Others on here have more experience than I, but I'd give him some carrots and beans and see how he takes to them. If there's no stomach upset, I don't think you'll see one down the road. You can also give them in the dinner bowl and cut back on the kibble. Makes him feel fuller. Other veggies are good too, such as peas and broccoli. You can give frozen veggies too--make sure no salt has been added. If he can eat dairy, you might try giving a bit of nonfat yogurt with no additives. Low in calories but adds flavor and can be filling. 

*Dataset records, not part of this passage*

PR #2949, opened 2026-09-18
fix(runtime): mask deny_reason before it reaches audit sinks

### LINKED ISSUE #2944: the gate.check audit log serializes deny_reason to the process log unmasked

Every gate check writes its decision to the process log by serializing the whole `AuditEvent` and
emitting it at INFO:

```rust
let audit = AuditEvent::from_check(&gate_req, &decision, self.gate.impl_name());
tracing::info!(
    audit_event = %serde_json::to_string(&audit).unwrap_or_else(|_| "{\"error\":\"serialize\"}".into()),
    "gate.check"
);
```

(`crates/khive-runtime/src/pack.rs`, in the dispatch interceptor around the `self.gate.check(&gate_req)`
call.) `AuditEvent` carries `deny_reason`, and the string goes to the log exactly as the gate
produced it. Nothing on that path masks it.

A gate is a configured extension point (`RuntimeConfig.gate`), so `deny_reason` is
gate-authored text whose contents this crate does not control. A gate that denies *because of*
something in the request has an obvious reason to name what it found, and naming it puts that
value in the log. Observed concretely: a gate that denies `comm.send` for a credential-shaped body
and says so in its reason produces

```
INFO khive_runtime::pack: gate.check audit_event={...,"decision":"deny","deny_reason":"comm.send denied: credential <the credential> in body",...}
```

while the line immediately after it, from the code that consumes the failure, carries the same
value masked. Two sinks, one pass, one of them masked.

This is the same shape as the scheduled-dispatch sinks (#2935) and is fixed the same way: run
`deny_reason` through `secret_gate::bounded_masked_log_text` before it is serialized into the log
line. It is filed separately rather than folded into that change because it sits in a different
crate, fires for every verb rather than for deferred dispatch, and the decision about how much
fidelity an audit line should trade for masking is worth making on its own terms rather than as a
side effect.

**The log is not the only sink.** On a deny, `build_audit_storage_event` serializes the same
`AuditEvent` — `serde_json::to_value(audit)` — straight into the storage `Event`'s payload with
`.with_payload(audit_data)` and appends it. So `deny_reason` reaches a durable, append-only record
by the same unmasked route, which is the higher-value of the two sinks and the harder one to
remediate after the fact.

Scope, stated plainly: this is a defense-in-depth and consistency gap, not a demonstrated leak.
The built-in gate does not echo request content into its reasons. The exposure is proportional to
what a configured gate chooses to put in `deny_reason` — and a gate that denies *because of*
something in the request has an obvious reason to name what it found.

Suggested fix:

1. Mask `deny_reason` in the `gate.check` log line.
2. Mask it on the durable path too. `build_audit_storage_event` re-serializes the whole
   `AuditEvent`, so masking `deny_reason` once on the `AuditEvent` itself — rather than at each
   sink — covers the log line and the stored payload together and cannot drift between them.
3. Test arm: a gate fixture whose `deny_reason` embeds a token the detector recognizes, asserting
   the captured log carries the masked form. Without it the fix is unfalsifiable, since every
   other assertion about the audit line passes whether the masking runs or not.

Found while running the tests for #2935: an end-to-end assertion over the whole captured log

Poke around on here and you'll find other threads on overweight dogs and how people dieted them. When I put my toy spaniel on a diet, I basically just cut her food back. I gave her veggies at first then stopped. She gave me the sad eyes for a long time and I learned to ignore them!


----------



## dwiley (Aug 19, 2012)

In college, my roommate had an Alaskan Malamute that was overweight. Our vet said to add 1/2 cup of green beans (we just bought the canned, sodium free kind) and that seemed to help fill her up but allowed us to cut back on the kibble. She never had any issues with it. We bought those cans in bulk...haha!


----------



## CITIgolden (Mar 9, 2013)

I would recommend perhaps lowering to 2.5 cups every other day over time, I know it sounds it will make the problem worse, but to avoid that, would you be able to invest in one of the kibble dispensing toys such as the kong wobbler? 

It will extend the time it takes her to finish eating and provide some exercise at the same time. Also, considering how the meds you have her on work slower eating is likely to make her feel fuller.

Thanks for helping a golden in need! Please share updates with us.


Sent from Petguide.com Free App


----------



## Mirinde (Jun 8, 2011)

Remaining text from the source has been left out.